With an RHI scan every minute, even when adding only one RHI, cell tracking improves the retrievals above 5 km of altitude (Fig. 8b, d, e; 2RHI, RHIVCP, and 2RHIVCP; red, magenta, and blue, respectively in Fig. 8f). The improvements are particularly significant for regions in which the updraft velocities are stronger than 10 m s−1. The RHIVCP simulation shows the best estimate at the middle altitude (∼ 6 km) among the four simulations, followed by 2RHIVCP and thirdly 2RHI. The 2RHI and 2RHIVCP simulations show RMSEs less than 6 m s−1 at all altitudes and better estimates than the other two simulations at the higher altitudes (8 and 10 km a.g.l.).
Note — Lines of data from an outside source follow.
PR #3804, opened 2022-04-22
feat(api): underscore convenience api

cpcloud:
This PR is an experiment to play with a way of avoiding `lambda`s using `_`.

Here's an example:

```python
t = ibis.table(dict(a="int64"), name="t")

expr = (
    t.mutate(b=_.a - 2)
    .select([(_.a.sum() + _.b.count()).name("b")])
    .group_by(key=_.b.cast("string"))
    .aggregate(total=_.b.mean())
)
```

The way this works is that a `Deferred` object graph is built, and resolved
element by element as needed, for example, in a projection or aggregation.
Every `Deferred` instance has a `resolve` attribute that accepts an ibis
expression and returns another ibis expression effectively replaying the graph.
The `_` object's `resolve` attribute is the identity function, which resolves to the
table expression from which the rest of the graph is evaluated over.

### DIFF
--- a/ibis/expr/deferred.py
+++ b/ibis/expr/deferred.py
@@ -1,0 +1,138 @@
+from __future__ import annotations
+
+import operator
+from typing import TYPE_CHECKING, Any, Callable
+
+import toolz
+
+if TYPE_CHECKING:
+    import ibis.expr.types as ir
+
+
+class Deferred:
+    """A deferred expression."""
+
+    __slots__ = ("resolve",)
+
+    def __init__(self, resolve: Callable = toolz.identity) -> None:
+        assert callable(
+            resolve
+        ), f"resolve argument is not callable, got {type(resolve)}"
+        self.resolve = resolve
+
+    def _defer(self, func: Callable, *args: Any, **kwargs: Any) -> Deferred:
+        """Wrap `func` in a `Deferred` instance."""
+
+        def resolve(expr, func=func, self=self, args=args, kwargs=kwargs):
+            resolved_expr = self.resolve(expr)
+            resolved_args = [_resolve(arg, expr=expr) for arg in args]
+            resolved_kwargs = {
+                name: _resolve(arg, expr=expr) for name, arg in kwargs.items()
+            }
+            return func(resolved_expr, *resolved_args, **resolved_kwargs)
+
+        return self.__class__(resolve)
+
+    def __getattr__(self, name: str) -> Deferred:
+        return self._defer(getattr, name)
+
+    def __getitem__(self, key: Any) -> Deferred:
+        return self._defer(operator.itemgetter(key))
+
+    def __call__(self, *args: Any, **kwargs: Any) -> Deferred:
+        return self._defer(
+            lambda expr, *args, **kwargs: expr(*args, **kwargs),
+            *args,
+            **kwargs,
+        )
+
+    def __add__(self, other: Any) -> Deferred:
+        return self._defer(operator.add, other)
+
+    def __radd__(self, other: Any) -> Deferred:
+        return self._defer(toolz.flip(operator.add), other)
+
+    def __sub__(self, other: Any) -> Deferred:
+        return self._defer(operator.sub, other)
+
+    def __rsub__(self, other: Any) -> Deferred:
+        return self._defer(toolz.flip(operator.sub), other)
+
+    def __mul__(self, other: Any) -> Deferred:
+        return self._defer(operator.mul, other)
+
+    def __rmul__(self, other: Any) -> Deferred:
+        return self._defer(toolz.flip(operator.mul), other)
+
+    def __truediv__(self, other: Any) -> Deferred:
+        return self._defer(operator.truediv, other)
+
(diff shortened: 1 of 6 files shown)


kszucs:
Pretty nice and concise implementation! Going to have a more thorough look tomorrow.

ibis/expr/deferred.py
```diff
@@ -0,0 +1,121 @@
...
+                self.resolve(expr),
+                *(_resolve(arg, expr=expr) for arg in args),
+                **{
+                    name: _resolve(arg, expr=expr)
+                    for name, arg in kwargs.items()
+                },
+            )
+        )
+
+    def __getattr__(self, name: str) -> Deferred:
```
kszucs, line 34: Also `__getitem__`?

ibis/expr/deferred.py
```diff
@@ -0,0 +1,121 @@
...
+
+    def __neg__(self) -> Deferred:
+        return self._wrap(operator.neg)
+
+
+T = TypeVar("T")
+
+
+@functools.singledispatch
+def _resolve(arg: T, **_: Any) -> T:
```
kszucs, line 115: Is this for making it pluggable? If not could we avoid using singledispatch?

ibis/expr/deferred.py
```diff
@@ -0,0 +1,121 @@
...
+import operator
+from typing import TYPE_CHECKING, Any, Callable, TypeVar
+
+import toolz
+
+if TYPE_CHECKING:
+    import ibis.expr.types as ir
+
+
+class Deferred:
```
kszucs, line 13: We can use `Annotable` here as well.

ibis/expr/types/relations.py
```diff
@@ -170,14 +171,15 @@ def _resolve(self, exprs):
 
     # TODO(kszucs): should be removed
     def _ensure_expr(self, expr):
+        if isinstance(expr, Deferred):
+            return expr.resolve(self)
         if isinstance(expr, str):
             return self[expr]
-        elif isinstance(expr, (int, np.integer)):
```
kszucs, line 175: I tend to prefer more explicit branches using `elif` and `else`.

ibis/expr/deferred.py
```diff
@@ -0,0 +1,121 @@
...
+
+    __slots__ = ("resolve",)
+
+    def __init__(self, resolve: Callable = toolz.identity) -> None:
+        self.resolve = resolve
+
+    def _wrap(self, func: Callable, *args: Any, **kwargs: Any) -> Deferred:
+        """Wrap `func` in a `Deferred` instance."""
+        return self.__class__(
+            lambda expr, func=func, self=self, args=args, kwargs=kwargs: func(
```
kszucs, line 24: Wouldn't it be better to define a local function for better readability?

kszucs: Something like: 

```python
def resolve(expr):
    expr = self.result(expr)
    args = (_resolve(arg, expr=expr) for arg in args)
    kwargs = {name: _resolve(arg, expr=expr) for name, arg in kwargs.items()}
    return func(expr, *args, **kwargs)
```

ibis/expr/deferred.py
cpcloud: I'm not sure we get much by doing that here, and it looks to require use of `rlz` which introduces a circular import.

kszucs: Indeed, perhaps validate that `resolve` is callable then?

ibis/expr/types/relations.py
cpcloud: Done.

ibis/expr/deferred.py
cpcloud: Roger, done.

ibis/expr/deferred.py
cpcloud: Removed.

ibis/expr/deferred.py
cpcloud: Added.

ibis/expr/deferred.py
cpcloud: `resolve` should always be callable, and isn't user facing, so I'll add an `assert`.

cpcloud: Done.

kszucs (approved):

cpcloud:
Since we're releasing today, let's wait to merge this until after that.

cpcloud:
cc @machow, I took inspiration from https://github.com/machow/siuba here 😄

machow:
Hey--glad it was handy inspiration! I was tinkering with ibis, and was using lambdas a lot--so this format would go a long way (for a least the way R people are used to :). cc @pwwang, who also is probably interested in libraries doing this kind of thing..

kszucs:
@cpcloud can we go ahead and merge this?

cpcloud:
Yep. I was waiting to see if any more bugs from the 3.0 release shook out before merging any feature PRs, but I think it's probably fine to start merging these. We'll likely release a 3.1 in a month or two anyway so that folks can pick up non-breaking changes along the way to 4.0.

PR #4988, opened 2022-12-09
feat: add extract functionality to trino backend

cpcloud:
This PR adds generic extract rules so that they can be shared between the sqlalchemy backends where possible. This fixes failing benchmark tests on master.


gforsyth (approved):
Nice!  :goberserk:

PR #5003, opened 2022-12-11
refactor: split up custom nix code; remove unused derivations

cpcloud:
This PR splits up some of our code in `flake.nix` to a few distinct files under `nix/`.

The upshot here is that we will spend much less time downloading/building dependencies that are never used for certain tasks, for example, building pyarrow before running `pre-commit`.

The RHI scan has better sampling at elevations higher than 5 min VCP, resulting in a better retrieval at these higher altitudes.
As the profile and Table 2 show, 2RHI and 2RHIVCP have the lowest RMSEs when considering all altitudes (Table 2, bottom row). In addition, 2RHIVCP shows better results at altitudes < 10 km than 2RHI. This suggests that the conventional 5 min VCP scan can be used for further improvement of the RHI-only tracking retrievals for the low and middle altitudes. Since the 5 min VCP has dense scans at lower elevations, this can help to provide enough data covering the horizontal domain of the cell, which may better represent the low-level horizontal wind convergence, thereby better constraining the cost functions in the 3D-Var.
We also investigate the impacts of the radar radial locations relative to the same cell as in Figs. 4, 5, and 8. Radars horizontally extending from 10 to 70 km (in 10 km increments) radially away from the cell are assessed. For this analysis, we use the scan strategy with the lowest errors from our prior analysis, i.e., two radars performing 2 min SECs and one radar performing 5 min VCP (e.g., Table 2, the tracking radars used 2 min SEC rather than 1 min RHI). We believe that 1 min RHI can be feasible with electrical scan or mechanical rapid-scan radars. However, 2 min SEC can be more reasonable when the cell is relatively close to the radars because scans need to extend to higher elevations as discussed in Sect. 2.4.2. Figure 9a shows the radar locations for the seven simulations, and Fig. 9b demonstrates the vertical profiles of errors of the retrieved updrafts averaged over a 20 km × 20 km box with reflectivity > 30 dBZ at 21:42 UTC. For each retrieval, the largest error is evident above an altitude of ∼ 9 km a.g.l. where the stronger updrafts are simulated by the model (Fig. 8a). The largest error among the retrievals is found in the retrieval with the radars closest to the cell (red profile in Fig. 9b). This occurs since the PPI volume scan does not cover the upper part of the cell and/or the horizontal wind convergence at higher elevation angles may not be retrieved from the RHI measurements accurately. When each radar has a distance greater than or equal to 20 km from the cell, the retrievals are improved by 5–10 m s−1 between 5 and 11 km altitudes. The retrievals in which the radar distances from the cell fall between 20 and 50 km show errors less than 5 m s−1 below 11 km a.g.l. Such accuracies in the retrievals may allow for resolving the aerosol impacts on updraft velocities shown in Fig. 6. The errors are then found to increase again above 10 km a.g.l., especially for the radars located 60 and 70 km away from the cell. This investigation suggests that the radars should target cells that are 20–50 km from the radar for optimal multi-Doppler radar retrievals. This finding is consistent with previous field campaigns using multi-Doppler radar measurements (e.g., Wurman et al., 2012; Collis et al., 2013; Jensen et al., 2016) and OSSE studies (e.g., Potvin et al., 2012a).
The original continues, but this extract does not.